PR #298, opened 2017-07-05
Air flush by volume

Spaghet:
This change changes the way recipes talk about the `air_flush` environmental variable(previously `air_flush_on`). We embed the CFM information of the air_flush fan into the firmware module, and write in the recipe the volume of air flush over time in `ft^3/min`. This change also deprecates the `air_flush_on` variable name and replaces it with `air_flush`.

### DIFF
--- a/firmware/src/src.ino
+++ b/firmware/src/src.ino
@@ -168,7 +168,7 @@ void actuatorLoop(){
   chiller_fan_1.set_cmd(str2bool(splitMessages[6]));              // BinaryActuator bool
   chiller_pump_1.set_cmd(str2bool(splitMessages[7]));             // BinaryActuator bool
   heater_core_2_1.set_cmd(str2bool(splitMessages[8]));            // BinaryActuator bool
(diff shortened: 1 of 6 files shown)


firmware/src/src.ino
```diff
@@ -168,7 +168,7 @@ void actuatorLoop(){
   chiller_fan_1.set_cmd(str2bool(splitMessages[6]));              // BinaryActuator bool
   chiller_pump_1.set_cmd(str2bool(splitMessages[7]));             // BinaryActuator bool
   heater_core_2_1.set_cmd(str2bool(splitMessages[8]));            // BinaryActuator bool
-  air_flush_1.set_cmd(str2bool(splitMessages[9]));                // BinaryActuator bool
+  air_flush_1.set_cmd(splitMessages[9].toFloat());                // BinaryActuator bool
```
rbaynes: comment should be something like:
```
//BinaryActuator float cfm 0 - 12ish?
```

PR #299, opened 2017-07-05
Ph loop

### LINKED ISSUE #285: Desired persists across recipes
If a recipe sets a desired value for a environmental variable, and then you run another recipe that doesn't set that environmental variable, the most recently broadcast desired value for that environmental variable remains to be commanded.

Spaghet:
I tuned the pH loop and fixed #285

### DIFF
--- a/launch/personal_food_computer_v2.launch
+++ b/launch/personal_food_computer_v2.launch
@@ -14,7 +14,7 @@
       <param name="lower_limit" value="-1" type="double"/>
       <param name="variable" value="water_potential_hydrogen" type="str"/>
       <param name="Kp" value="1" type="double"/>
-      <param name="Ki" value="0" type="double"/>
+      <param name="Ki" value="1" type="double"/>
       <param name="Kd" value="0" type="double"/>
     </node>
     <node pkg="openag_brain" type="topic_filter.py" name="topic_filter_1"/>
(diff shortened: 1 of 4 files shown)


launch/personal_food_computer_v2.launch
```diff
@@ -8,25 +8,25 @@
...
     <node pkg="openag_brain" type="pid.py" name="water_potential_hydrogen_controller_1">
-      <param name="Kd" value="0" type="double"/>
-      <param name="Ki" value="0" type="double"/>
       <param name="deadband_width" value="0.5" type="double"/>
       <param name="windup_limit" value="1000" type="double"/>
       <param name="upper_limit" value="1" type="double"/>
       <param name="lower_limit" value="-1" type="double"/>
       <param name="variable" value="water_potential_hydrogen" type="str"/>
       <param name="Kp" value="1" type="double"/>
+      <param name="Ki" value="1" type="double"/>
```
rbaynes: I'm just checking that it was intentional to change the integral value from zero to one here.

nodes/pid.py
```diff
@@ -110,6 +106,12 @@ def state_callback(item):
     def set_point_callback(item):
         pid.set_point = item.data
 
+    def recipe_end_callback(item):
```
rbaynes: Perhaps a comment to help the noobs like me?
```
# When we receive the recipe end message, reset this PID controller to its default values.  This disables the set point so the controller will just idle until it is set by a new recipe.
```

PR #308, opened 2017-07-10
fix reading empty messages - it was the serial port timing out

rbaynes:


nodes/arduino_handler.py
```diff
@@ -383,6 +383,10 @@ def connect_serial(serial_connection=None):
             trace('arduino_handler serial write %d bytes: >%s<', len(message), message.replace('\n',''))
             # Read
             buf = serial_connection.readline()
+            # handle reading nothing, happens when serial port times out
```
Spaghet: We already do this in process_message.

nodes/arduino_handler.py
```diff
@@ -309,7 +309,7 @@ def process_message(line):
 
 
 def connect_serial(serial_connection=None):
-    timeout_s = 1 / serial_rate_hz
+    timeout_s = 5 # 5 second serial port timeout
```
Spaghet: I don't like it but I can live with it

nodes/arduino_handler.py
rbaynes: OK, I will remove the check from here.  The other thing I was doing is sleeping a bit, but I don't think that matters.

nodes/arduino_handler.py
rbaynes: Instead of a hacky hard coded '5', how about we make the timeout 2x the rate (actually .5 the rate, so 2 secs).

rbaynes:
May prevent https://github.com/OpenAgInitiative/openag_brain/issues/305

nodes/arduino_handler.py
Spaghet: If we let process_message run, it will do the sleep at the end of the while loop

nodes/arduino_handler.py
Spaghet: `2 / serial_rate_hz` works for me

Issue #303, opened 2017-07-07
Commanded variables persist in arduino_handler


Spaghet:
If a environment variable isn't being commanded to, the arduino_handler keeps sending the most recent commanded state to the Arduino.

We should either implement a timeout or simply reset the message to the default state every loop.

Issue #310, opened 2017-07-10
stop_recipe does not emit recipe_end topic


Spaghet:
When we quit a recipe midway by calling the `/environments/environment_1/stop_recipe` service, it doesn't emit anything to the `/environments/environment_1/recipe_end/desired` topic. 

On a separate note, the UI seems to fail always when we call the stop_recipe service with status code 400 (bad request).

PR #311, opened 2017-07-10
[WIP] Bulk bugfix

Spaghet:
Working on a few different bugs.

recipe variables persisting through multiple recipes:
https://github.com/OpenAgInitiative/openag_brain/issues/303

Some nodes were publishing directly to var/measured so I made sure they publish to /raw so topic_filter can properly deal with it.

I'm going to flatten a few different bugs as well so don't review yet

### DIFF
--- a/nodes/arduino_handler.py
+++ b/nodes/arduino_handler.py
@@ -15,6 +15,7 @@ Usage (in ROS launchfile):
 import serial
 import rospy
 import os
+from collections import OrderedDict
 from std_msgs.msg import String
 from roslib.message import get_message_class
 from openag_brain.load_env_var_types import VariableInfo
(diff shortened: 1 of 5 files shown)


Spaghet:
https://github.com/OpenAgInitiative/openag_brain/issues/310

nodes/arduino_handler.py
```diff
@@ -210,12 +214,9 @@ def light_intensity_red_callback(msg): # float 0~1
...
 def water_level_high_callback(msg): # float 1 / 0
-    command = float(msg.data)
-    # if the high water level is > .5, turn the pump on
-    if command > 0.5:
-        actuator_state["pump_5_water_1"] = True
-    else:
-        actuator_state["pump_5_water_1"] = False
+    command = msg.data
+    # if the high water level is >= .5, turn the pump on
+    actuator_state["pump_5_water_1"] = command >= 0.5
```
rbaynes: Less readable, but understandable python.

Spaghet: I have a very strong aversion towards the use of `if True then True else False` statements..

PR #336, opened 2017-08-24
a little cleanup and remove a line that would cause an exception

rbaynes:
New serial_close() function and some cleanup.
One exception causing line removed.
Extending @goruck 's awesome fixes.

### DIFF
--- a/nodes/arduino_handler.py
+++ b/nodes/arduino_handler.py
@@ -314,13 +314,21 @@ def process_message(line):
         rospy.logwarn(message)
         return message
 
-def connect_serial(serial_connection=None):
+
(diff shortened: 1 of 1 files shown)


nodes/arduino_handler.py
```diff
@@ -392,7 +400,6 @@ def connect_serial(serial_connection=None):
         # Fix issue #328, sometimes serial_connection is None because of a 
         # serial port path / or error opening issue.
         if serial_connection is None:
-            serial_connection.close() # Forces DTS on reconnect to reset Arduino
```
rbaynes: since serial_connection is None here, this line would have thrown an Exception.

========================

TRY IT »
From the listing above, return every line that carries the string "should".

SOLUTION FOR THIS PROBLEM »
rbaynes: comment should be something like:
We should either implement a timeout or simply reset the message to the default state every loop.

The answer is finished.